• WORK REQUIRED: Start with the first line of the records below. Output each line exactly, ending with the one that contains "- Passed the value to android and iOS".

• DATA LISTING:
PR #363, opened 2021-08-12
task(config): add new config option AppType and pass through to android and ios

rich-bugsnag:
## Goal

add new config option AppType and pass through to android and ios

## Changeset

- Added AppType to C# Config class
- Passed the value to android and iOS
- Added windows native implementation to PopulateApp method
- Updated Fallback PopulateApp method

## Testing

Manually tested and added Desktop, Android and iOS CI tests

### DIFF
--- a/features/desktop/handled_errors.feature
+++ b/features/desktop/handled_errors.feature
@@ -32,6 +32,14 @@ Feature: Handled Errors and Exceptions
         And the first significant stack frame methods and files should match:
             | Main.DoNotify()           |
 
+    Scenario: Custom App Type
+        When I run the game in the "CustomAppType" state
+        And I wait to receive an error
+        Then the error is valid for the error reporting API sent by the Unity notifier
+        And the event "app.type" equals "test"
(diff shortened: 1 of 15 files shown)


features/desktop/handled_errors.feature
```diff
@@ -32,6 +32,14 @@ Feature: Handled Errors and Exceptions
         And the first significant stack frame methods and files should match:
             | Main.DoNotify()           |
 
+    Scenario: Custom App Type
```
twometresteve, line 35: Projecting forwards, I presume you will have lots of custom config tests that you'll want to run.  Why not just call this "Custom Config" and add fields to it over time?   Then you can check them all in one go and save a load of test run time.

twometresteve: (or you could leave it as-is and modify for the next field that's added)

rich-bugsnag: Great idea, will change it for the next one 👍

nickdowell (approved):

• WRITTEN SOLUTION:
PR #363, opened 2021-08-12
task(config): add new config option AppType and pass through to android and ios

rich-bugsnag:
## Goal

add new config option AppType and pass through to android and ios

## Changeset

- Added AppType to C# Config class
- Passed the value to android and iOS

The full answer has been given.